RÉPUBLIQUE TUNISIENNE | MINISTERE DE L'AGRICULTURE, DES RESSOURCES HYDRAULIQUE ET DE LA PECHE
Un manque des ressources hydrauliques n'est pas à craindre en Tunisie. Cependant, il est nécessaire d'élaborer une nouvelle stratégie mettant fin à la surexploitation de ces ressources due à la croissance démographique, selon le directeur général des ressources hydrauliques au ministère de l'agriculture.
Il a affirmé lors d'une journée de sensibilisation sur le projet d'une carte des ressources hydrauliques en Tunisie que les ressources des eaux profondes et celles de surfaces sont estimées respectivement à 2,1 milliards m3 et 2,7 milliards m3 précisant que ces données tiennent compte de l'irrégularité des pluies et la succession des phénomènes de sécheresse et des inondations. Cependant, la Tunisie sera confrontée à une situation de stress hydrique dans les années à venir selon plusieurs études réalisées à l'échelle internationale.
Les ressources hydrauliques notamment, les eaux de surface ont connu une exploitation intensive à travers la création de plusieurs grands barrages, lacs collinaires outre le sondage de puits, a noté de son coté, l'expert en eau profonde et géologie. Pour lui, les avantages agricoles accordés pour l'exploitation de l'eau durant la dernière décennie ont contribué à cette surexploitation notamment aux niveaux des périmètres irrigués.

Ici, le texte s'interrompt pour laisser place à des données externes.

PR #1054, opened 2025-08-07
feat: introduce team 'clickhouse-settings' endpoint + `metadataMaxRowsToRead` setting

wrn14897:
1. Merge all clickhouse client setting related endpoints into one `/clickhouse-settings` plus controllers
2. Add tooltips to the setting UIs
3. Introduce `metadataMaxRowsToRead` setting for tweaking metadata query perf

Ref: HDX-2075
Related: HDX-2023

image

### DIFF
--- a/packages/api/src/models/team.ts
+++ b/packages/api/src/models/team.ts
@@ -3,16 +3,20 @@ import { v4 as uuidv4 } from 'uuid';
 
 type ObjectId = mongoose.Types.ObjectId;
 
-export interface ITeam {
-  _id: ObjectId;
-  name: string;
+export type TeamCHSettings = {
+  maxRowsToRead?: number;
   searchRowLimit?: number;
   fieldMetadataDisabled?: boolean;
+};
+
+export type ITeam = {
+  _id: ObjectId;
+  name: string;
   allowedAuthMethods?: 'password'[];
   apiKey: string;
   hookId: string;
   collectorAuthenticationEnforced: boolean;
-}
+} & TeamCHSettings;
 export type TeamDocument = mongoose.HydratedDocument<ITeam>;
 
 export default mongoose.model<ITeam>(
@@ -20,8 +24,6 @@ export default mongoose.model<ITeam>(
   new Schema<ITeam>(
     {
       name: String,
-      searchRowLimit: Number,
-      fieldMetadataDisabled: Boolean,
       allowedAuthMethods: [String],
       hookId: {
         type: String,
@@ -39,6 +41,11 @@ export default mongoose.model<ITeam>(
         type: Boolean,
         default: false,
       },
+      // TODO: maybe add these to a top level Mixed type
+      // CH Client Settings
+      maxRowsToRead: Number,
+      searchRowLimit: Number,
+      fieldMetadataDisabled: Boolean,
     },
     {
       timestamps: true,
--- a/packages/api/src/models/team.ts
+++ b/packages/api/src/models/team.ts
@@ -4,7 +4,7 @@ import { v4 as uuidv4 } from 'uuid';
 type ObjectId = mongoose.Types.ObjectId;
 
 export type TeamCHSettings = {
-  maxRowsToRead?: number;
+  metadataMaxRowsToRead?: number;
   searchRowLimit?: number;
   fieldMetadataDisabled?: boolean;
 };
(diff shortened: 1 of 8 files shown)


packages/api/src/models/team.ts
```diff
@@ -39,6 +41,11 @@ export default mongoose.model<ITeam>(
         type: Boolean,
         default: false,
       },
+      // TODO: maybe add these to a top level Mixed type
+      // CH Client Settings
+      maxRowsToRead: Number,
```
MikeShi42: I don't think this naming makes sense, as we only use this for metadata scanning.

packages/common-utils/src/metadata.ts
```diff
@@ -254,13 +268,24 @@ export class Metadata {
...
-      LIMIT ${{
-        Int32: maxKeys,
-      }}`;
+      sql = chSql`
+        WITH sampledKeys as (
+          SELECT ${{
+            Identifier: column,
+          }}.keys AS keysArr
+          FROM ${tableExpr({ database: databaseName, table: tableName })} ${where}
+          LIMIT ${{
```
MikeShi42: I'm concerned this method will result in high memory usage or poor performance since we might be storing all the column values first (all millions of values) and then doing a distinct on it later (I'm not sure if this gets optimized away by ClickHouse).

MikeShi42 (changes requested):

packages/app/src/TeamPage.tsx
```diff
@@ -1219,37 +1144,88 @@ function FieldMetadataForm() {
...
       {isEditing && hasAdminAccess ? (
         <form onSubmit={form.handleSubmit(onSubmit)}>
           <Group>
-            <SelectControlled
-              control={form.control}
-              name="fieldMetadata"
-              value={fieldMetadata}
-              data={['Enabled', 'Disabled']}
-            />
+            {renderEditForm()}
```
knudtty: Can't you do `<renderEditForm />`?

packages/app/src/TeamPage.tsx
```diff
@@ -1281,13 +1261,45 @@ function TeamQueryConfigSection() {
...
+          <ClickhouseSettingForm
+            settingKey="searchRowLimit"
+            label="Search Row Limit"
+            type="number"
+            defaultValue={DEFAULT_SEARCH_ROW_LIMIT}
+            placeholder={`Enter value (default: ${DEFAULT_SEARCH_ROW_LIMIT})`}
+            min={1}
+            max={100000}
+            displayValue={value => value ?? 'System Default'}
+          />
```
knudtty: Could you add a tooltip to this? Something like "The number of rows per query for the Search page or search dashboard tiles"

packages/api/src/models/team.ts
wrn14897: My original intent was to make this more generic, but I guess it will probably only be used for metadata going forward. I'll go ahead and rename it

packages/app/src/TeamPage.tsx
wrn14897: I guess not since its not a component

packages/common-utils/src/metadata.ts
wrn14897: there shouldn't be much diff in memory usage compared to the old one assuming they both have setting `max_rows_to_read` since the arrayJoin still needs to scan and store data somewhere. I can roll this back and battle-test more in the downstream. It will be a separate PR

packages/app/src/TeamPage.tsx
MikeShi42: I agree here, we can always make it into a component. It's also only used once here afaik, why not just inline it?

We should probably find a lint rule to enforce this style rule.

https://github.com/jsx-eslint/eslint-plugin-react/blob/master/docs/rules/no-unstable-nested-components.md

packages/app/src/hooks/useMetadata.tsx
```diff
@@ -125,15 +133,24 @@ export function useGetKeyValues(
 ) {
   const metadata = getMetadata();
   const chartConfigsArr = toArray(chartConfigs);
+  const { data: me, isFetched } = api.useMe();
```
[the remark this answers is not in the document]
MikeShi42: This one looks legit, in that we can have a race condition of settings not being respected before we fetch the team object.

packages/app/src/TeamPage.tsx
wrn14897: that makes sense, let me ask claude to refactor its own code 😅

packages/app/src/hooks/useMetadata.tsx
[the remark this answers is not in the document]
wrn14897: good catch. done

teeohhem (approved):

Il a noté que cette situation nécessite l'élaboration d'une carte des ressources hydrauliques pour revoir le système d'exploitation d'une manière radicale et adopter de nouvelles orientations pour la rationalisation de la consommation et l'exploitation d'autres nappes non mobilisées jusqu'à présent.
L'étude relative à la carte des ressources hydrauliques en Tunisie porte sur la réalisation d'une banque de données sur les ressources hydrauliques en Tunisie (eau de surface et eau profonde) pour l'instauration d'un système d'information géographique numérisé facilitant la prise de décisions et la gestion de l'exploitation des eaux. L'étude confiée à Comete Ingéniering et à un bureau d'étude espagnol sera réalisée sur 28 mois, comprend 6 étapes portant sur la réalisation d'une carte topographique et une carte de la pluviométrie.
Il s'agit également, d'élaborer une carte des eaux d'écoulement et une carte des eaux profondes. Une autre étape sera consacrée à la réalisation d'un inventaire des équipements hydriques et à la formation des cadres outre l'élaboration d'un système géographique informatisé en dernière étape. Pour le coordinateur du projet au bureau d'études Comete, l'étude permettra de collecter toutes les données nécessaires à la préparation de la carte. Des sessions de formation seront organisées au profit des cadres du ministère de l'agriculture permettant l'exploitation de la carte et son actualisation dans les années à venir, a-t-il ajouté
Source : TAP.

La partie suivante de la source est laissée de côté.